PR #75914, opened 2026-03-09
HYPERFLEET-695 - ci: update Slack report template to multi-line format

tzhou5:


xueli181114 (commented):
Overall this looks good — improves Slack message readability. A couple of minor observations inline.

ci-operator/jobs/openshift-hyperfleet/hyperfleet-e2e/openshift-hyperfleet-hyperfleet-e2e-main-periodics.yaml
```diff
@@ -21,10 +21,11 @@ periodics:
       - success
       - failure
       - error
-      report_template: '{{if eq .Status.State "success"}}:white_check_mark:{{else}}:x:{{end}}
-        *{{.Spec.Job}}* ended with *{{.Status.State}}*. <{{.Status.URL}}|View logs>
-        · <https://prow.ci.openshift.org/job-history/gs/test-platform-results/logs/{{.Spec.Job}}|View
-        history>'
+      report_template: |
+        {{if eq .Status.State "success"}}:white_check_mark:{{else}}:x:{{end}} *HyperFleet E2E Tests* ended with *{{.Status.State}}*.
```
xueli181114: Files under `ci-operator/jobs/` are auto-generated — they should not be manually edited. Can you confirm this was produced by running `make update` after editing `.config.prowgen`? If not, the determinize tooling may reformat this differently on the next `make update` run.

ci-operator/config/openshift-hyperfleet/hyperfleet-e2e/.config.prowgen
```diff
@@ -4,6 +4,10 @@ slack_reporter:
   - success
   - failure
   - error
-  report_template: '{{if eq .Status.State "success"}}:white_check_mark:{{else}}:x:{{end}} *{{.Spec.Job}}* ended with *{{.Status.State}}*. <{{.Status.URL}}|View logs> · <https://prow.ci.openshift.org/job-history/gs/test-platform-results/logs/{{.Spec.Job}}|View history>'
+  report_template: |
+    {{if eq .Status.State "success"}}:white_check_mark:{{else}}:x:{{end}} *HyperFleet E2E Tests* ended with *{{.Status.State}}*.
```
xueli181114: Nit: the previous template used `{{.Spec.Job}}` as the title, which is dynamic. The new template hardcodes `*HyperFleet E2E Tests*`. This is fine while there is only one job in `job_names`, but if more jobs are added later they would all show the same title. Consider keeping `{{.Spec.Job}}` in the title line to stay flexible.

ci-operator/config/openshift-hyperfleet/hyperfleet-e2e/.config.prowgen
```diff
@@ -4,6 +4,10 @@ slack_reporter:
   - success
   - failure
   - error
-  report_template: '{{if eq .Status.State "success"}}:white_check_mark:{{else}}:x:{{end}} *{{.Spec.Job}}* ended with *{{.Status.State}}*. <{{.Status.URL}}|View logs> · <https://prow.ci.openshift.org/job-history/gs/test-platform-results/logs/{{.Spec.Job}}|View history>'
+  report_template: |
```
xueli181114: The YAML block scalar (`|`) preserves a trailing newline, so the Slack message will end with an extra blank line. Probably harmless, but if you want to avoid it you can use `|-` (strip trailing newline) instead of `|`.

ci-operator/config/openshift-hyperfleet/hyperfleet-e2e/.config.prowgen
tzhou5: if we switch back to {{.Spec.Job}}, the multi-line format doesn't add much readability since the first line is already very long. The only gain would be putting links on separate lines. so, if it is necessary to update the format, or keep the current single-line format as-is (with {{.Spec.Job}})?

ci-operator/config/openshift-hyperfleet/hyperfleet-e2e/.config.prowgen
tzhou5: Agreed.

ci-operator/config/openshift-hyperfleet/hyperfleet-e2e/.config.prowgen
tzhou5: I've updated the template to multi-line with {{.Spec.Job}}as suggested. Though honestly the difference from the single-line version is minimal — it just adds Build ID and puts the links on a separate line. please let me know if you think this change is still worth merging, or if we should just close this PR and keep the original single-line format.

ci-operator/jobs/openshift-hyperfleet/hyperfleet-e2e/openshift-hyperfleet-hyperfleet-e2e-main-periodics.yaml
tzhou5: this was generated by running make jobs after editing .config.prowgen. just wondering, the if our ci check the file? does the ci generated-config passed means the check passed.

xueli181114: Make sense.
+-------+
Prompt: Having read the material, return all of it word for word.

Result of the exercise:
PR #75914, opened 2026-03-09
HYPERFLEET-695 - ci: update Slack report template to multi-line format

tzhou5:


xueli181114 (commented):
Overall this looks good — improves Slack message readability. A couple of minor observations inline.

ci-operator/jobs/openshift-hyperfleet/hyperfleet-e2e/openshift-hyperfleet-hyperfleet-e2e-main-periodics.yaml
```diff
@@ -21,10 +21,11 @@ periodics:
       - success
       - failure
       - error
-      report_template: '{{if eq .Status.State "success"}}:white_check_mark:{{else}}:x:{{end}}
-        *{{.Spec.Job}}* ended with *{{.Status.State}}*. <{{.Status.URL}}|View logs>
-        · <https://prow.ci.openshift.org/job-history/gs/test-platform-results/logs/{{.Spec.Job}}|View
-        history>'
+      report_template: |
+        {{if eq .Status.State "success"}}:white_check_mark:{{else}}:x:{{end}} *HyperFleet E2E Tests* ended with *{{.Status.State}}*.
```
xueli181114: Files under `ci-operator/jobs/` are auto-generated — they should not be manually edited. Can you confirm this was produced by running `make update` after editing `.config.prowgen`? If not, the determinize tooling may reformat this differently on the next `make update` run.

ci-operator/config/openshift-hyperfleet/hyperfleet-e2e/.config.prowgen
```diff
@@ -4,6 +4,10 @@ slack_reporter:
   - success
   - failure
   - error
-  report_template: '{{if eq .Status.State "success"}}:white_check_mark:{{else}}:x:{{end}} *{{.Spec.Job}}* ended with *{{.Status.State}}*. <{{.Status.URL}}|View logs> · <https://prow.ci.openshift.org/job-history/gs/test-platform-results/logs/{{.Spec.Job}}|View history>'
+  report_template: |
+    {{if eq .Status.State "success"}}:white_check_mark:{{else}}:x:{{end}} *HyperFleet E2E Tests* ended with *{{.Status.State}}*.
```
xueli181114: Nit: the previous template used `{{.Spec.Job}}` as the title, which is dynamic. The new template hardcodes `*HyperFleet E2E Tests*`. This is fine while there is only one job in `job_names`, but if more jobs are added later they would all show the same title. Consider keeping `{{.Spec.Job}}` in the title line to stay flexible.

ci-operator/config/openshift-hyperfleet/hyperfleet-e2e/.config.prowgen
```diff
@@ -4,6 +4,10 @@ slack_reporter:
   - success
   - failure
   - error
-  report_template: '{{if eq .Status.State "success"}}:white_check_mark:{{else}}:x:{{end}} *{{.Spec.Job}}* ended with *{{.Status.State}}*. <{{.Status.URL}}|View logs> · <https://prow.ci.openshift.org/job-history/gs/test-platform-results/logs/{{.Spec.Job}}|View history>'
+  report_template: |
```
xueli181114: The YAML block scalar (`|`) preserves a trailing newline, so the Slack message will end with an extra blank line. Probably harmless, but if you want to avoid it you can use `|-` (strip trailing newline) instead of `|`.

ci-operator/config/openshift-hyperfleet/hyperfleet-e2e/.config.prowgen
tzhou5: if we switch back to {{.Spec.Job}}, the multi-line format doesn't add much readability since the first line is already very long. The only gain would be putting links on separate lines. so, if it is necessary to update the format, or keep the current single-line format as-is (with {{.Spec.Job}})?

ci-operator/config/openshift-hyperfleet/hyperfleet-e2e/.config.prowgen
tzhou5: Agreed.

ci-operator/config/openshift-hyperfleet/hyperfleet-e2e/.config.prowgen
tzhou5: I've updated the template to multi-line with {{.Spec.Job}}as suggested. Though honestly the difference from the single-line version is minimal — it just adds Build ID and puts the links on a separate line. please let me know if you think this change is still worth merging, or if we should just close this PR and keep the original single-line format.

ci-operator/jobs/openshift-hyperfleet/hyperfleet-e2e/openshift-hyperfleet-hyperfleet-e2e-main-periodics.yaml
tzhou5: this was generated by running make jobs after editing .config.prowgen. just wondering, the if our ci check the file? does the ci generated-config passed means the check passed.

xueli181114: Make sense.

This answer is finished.